- _Problem description_: Gather from the listing below each line that includes the word "path", and copy it.

··· Supplied entries ···

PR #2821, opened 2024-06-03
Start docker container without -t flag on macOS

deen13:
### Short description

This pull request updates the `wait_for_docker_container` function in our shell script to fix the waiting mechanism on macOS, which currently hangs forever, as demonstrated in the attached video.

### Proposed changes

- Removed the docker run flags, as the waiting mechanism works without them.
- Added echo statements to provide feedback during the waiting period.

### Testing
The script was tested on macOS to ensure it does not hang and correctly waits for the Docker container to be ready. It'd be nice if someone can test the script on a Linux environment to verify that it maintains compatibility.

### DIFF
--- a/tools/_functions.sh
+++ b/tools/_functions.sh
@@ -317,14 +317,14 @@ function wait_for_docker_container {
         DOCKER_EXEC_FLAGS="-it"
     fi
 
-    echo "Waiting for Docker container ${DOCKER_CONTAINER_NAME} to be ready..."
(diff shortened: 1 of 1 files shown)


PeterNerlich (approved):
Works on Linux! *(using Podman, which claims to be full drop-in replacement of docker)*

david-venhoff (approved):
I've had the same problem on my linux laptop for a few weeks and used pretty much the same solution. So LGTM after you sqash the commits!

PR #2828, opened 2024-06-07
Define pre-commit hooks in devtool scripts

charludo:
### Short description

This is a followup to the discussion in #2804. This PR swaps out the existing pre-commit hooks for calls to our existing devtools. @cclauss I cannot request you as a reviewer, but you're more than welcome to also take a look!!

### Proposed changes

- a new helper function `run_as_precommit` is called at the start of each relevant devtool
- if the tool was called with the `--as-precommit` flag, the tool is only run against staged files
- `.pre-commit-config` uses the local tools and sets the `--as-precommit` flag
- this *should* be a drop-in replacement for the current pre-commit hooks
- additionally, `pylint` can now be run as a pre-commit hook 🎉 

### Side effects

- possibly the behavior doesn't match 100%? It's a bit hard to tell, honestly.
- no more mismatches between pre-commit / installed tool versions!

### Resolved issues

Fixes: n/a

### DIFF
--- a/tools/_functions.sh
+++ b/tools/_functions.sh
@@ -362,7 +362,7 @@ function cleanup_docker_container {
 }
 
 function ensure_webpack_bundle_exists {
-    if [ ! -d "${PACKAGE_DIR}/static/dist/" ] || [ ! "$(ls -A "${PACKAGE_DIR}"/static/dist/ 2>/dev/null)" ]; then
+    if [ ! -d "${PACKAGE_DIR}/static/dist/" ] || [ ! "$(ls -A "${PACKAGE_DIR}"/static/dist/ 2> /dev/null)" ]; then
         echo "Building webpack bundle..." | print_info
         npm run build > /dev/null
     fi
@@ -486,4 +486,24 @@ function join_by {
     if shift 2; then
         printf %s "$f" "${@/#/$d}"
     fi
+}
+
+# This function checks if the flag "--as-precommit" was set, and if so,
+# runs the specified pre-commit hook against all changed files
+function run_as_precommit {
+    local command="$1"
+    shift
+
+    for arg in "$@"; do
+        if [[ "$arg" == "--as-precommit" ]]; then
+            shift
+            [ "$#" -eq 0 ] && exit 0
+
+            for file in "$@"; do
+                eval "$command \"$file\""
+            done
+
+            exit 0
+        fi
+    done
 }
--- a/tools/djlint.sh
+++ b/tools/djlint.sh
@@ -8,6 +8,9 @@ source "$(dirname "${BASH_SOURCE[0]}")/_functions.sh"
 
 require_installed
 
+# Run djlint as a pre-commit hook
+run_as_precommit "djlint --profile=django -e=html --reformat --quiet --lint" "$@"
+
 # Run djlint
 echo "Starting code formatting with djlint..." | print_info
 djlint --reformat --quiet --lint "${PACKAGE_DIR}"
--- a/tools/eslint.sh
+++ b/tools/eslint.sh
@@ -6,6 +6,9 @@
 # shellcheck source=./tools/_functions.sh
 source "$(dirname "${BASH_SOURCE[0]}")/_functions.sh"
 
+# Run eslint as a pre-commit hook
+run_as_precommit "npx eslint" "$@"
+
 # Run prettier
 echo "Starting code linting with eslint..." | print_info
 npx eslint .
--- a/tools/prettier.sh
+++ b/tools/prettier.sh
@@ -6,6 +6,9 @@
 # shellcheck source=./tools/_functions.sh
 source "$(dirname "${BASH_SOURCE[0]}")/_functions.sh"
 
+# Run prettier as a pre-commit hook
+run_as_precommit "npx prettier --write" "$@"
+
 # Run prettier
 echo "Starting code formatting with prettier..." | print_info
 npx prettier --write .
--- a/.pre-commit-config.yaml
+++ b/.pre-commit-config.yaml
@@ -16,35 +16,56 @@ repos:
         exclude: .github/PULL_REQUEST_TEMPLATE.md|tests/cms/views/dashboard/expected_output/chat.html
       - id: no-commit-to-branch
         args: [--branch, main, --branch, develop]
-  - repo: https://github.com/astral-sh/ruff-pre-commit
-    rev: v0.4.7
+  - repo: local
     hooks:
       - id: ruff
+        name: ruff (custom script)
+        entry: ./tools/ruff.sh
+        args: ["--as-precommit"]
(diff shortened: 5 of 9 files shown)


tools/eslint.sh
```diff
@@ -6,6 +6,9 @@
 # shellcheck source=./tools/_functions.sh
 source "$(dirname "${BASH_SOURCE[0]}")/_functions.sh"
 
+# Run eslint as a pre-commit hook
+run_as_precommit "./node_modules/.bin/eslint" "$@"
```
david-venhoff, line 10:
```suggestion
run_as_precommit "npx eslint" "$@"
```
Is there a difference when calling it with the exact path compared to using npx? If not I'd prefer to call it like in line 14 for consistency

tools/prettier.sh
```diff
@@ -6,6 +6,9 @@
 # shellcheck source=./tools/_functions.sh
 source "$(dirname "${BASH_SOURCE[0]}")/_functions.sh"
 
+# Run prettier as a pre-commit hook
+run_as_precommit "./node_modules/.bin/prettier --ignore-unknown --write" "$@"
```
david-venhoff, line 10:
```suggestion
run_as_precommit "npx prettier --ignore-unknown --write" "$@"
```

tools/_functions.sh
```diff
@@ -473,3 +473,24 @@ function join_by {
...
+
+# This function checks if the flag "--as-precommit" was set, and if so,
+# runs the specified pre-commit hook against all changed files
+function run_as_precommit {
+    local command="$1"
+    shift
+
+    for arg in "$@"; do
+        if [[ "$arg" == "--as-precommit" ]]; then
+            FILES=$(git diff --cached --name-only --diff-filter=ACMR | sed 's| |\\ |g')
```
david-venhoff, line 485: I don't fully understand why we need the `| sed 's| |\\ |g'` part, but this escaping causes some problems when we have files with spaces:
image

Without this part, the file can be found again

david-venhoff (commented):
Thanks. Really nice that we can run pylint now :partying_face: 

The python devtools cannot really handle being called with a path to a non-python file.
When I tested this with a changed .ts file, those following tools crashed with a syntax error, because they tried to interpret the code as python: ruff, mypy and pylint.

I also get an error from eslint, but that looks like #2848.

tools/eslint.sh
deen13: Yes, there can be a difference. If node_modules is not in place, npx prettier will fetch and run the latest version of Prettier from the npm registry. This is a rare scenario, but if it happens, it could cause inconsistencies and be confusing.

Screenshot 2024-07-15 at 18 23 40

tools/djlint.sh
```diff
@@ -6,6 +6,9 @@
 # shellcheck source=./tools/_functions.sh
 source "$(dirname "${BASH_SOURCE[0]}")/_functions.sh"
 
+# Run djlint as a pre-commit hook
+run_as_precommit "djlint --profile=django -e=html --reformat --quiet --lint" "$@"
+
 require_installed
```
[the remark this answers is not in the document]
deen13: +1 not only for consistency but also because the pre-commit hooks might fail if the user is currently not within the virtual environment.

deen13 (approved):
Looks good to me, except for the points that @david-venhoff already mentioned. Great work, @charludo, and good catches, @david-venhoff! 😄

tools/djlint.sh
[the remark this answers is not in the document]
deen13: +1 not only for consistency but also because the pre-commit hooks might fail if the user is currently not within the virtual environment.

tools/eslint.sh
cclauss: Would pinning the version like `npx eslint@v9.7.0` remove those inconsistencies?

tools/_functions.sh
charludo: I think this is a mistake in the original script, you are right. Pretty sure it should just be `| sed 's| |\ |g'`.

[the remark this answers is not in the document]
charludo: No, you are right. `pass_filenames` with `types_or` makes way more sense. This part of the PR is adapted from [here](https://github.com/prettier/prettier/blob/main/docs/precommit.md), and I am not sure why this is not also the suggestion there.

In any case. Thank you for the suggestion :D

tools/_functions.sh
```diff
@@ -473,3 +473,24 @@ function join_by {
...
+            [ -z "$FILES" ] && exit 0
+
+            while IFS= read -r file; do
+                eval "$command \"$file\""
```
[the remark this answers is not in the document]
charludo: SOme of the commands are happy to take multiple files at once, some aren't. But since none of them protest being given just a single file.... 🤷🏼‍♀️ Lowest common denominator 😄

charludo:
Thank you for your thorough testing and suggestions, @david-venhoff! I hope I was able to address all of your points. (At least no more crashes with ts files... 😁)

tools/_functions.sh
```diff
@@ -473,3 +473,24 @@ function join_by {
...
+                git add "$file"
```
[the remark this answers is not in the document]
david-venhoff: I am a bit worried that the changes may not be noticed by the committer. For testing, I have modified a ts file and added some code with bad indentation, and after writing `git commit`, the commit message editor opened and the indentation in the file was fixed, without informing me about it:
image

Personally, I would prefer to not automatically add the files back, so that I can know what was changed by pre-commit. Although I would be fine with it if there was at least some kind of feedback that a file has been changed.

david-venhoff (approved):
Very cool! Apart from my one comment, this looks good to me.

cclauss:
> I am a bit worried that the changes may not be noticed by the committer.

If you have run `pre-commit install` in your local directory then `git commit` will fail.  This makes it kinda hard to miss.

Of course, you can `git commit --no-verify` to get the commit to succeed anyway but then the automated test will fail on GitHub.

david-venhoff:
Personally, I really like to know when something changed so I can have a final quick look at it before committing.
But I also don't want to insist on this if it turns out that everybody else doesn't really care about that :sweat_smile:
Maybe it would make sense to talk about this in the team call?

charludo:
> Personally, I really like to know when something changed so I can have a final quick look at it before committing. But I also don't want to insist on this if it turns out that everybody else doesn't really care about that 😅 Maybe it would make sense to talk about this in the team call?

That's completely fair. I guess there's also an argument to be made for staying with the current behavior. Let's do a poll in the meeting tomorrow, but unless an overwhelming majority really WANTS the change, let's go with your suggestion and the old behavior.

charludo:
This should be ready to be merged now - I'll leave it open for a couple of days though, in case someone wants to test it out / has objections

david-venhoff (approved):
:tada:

···

- _Your solution_:
Is there a difference when calling it with the exact path compared to using npx? If not I'd prefer to call it like in line 14 for consistency
The python devtools cannot really handle being called with a path to a non-python file.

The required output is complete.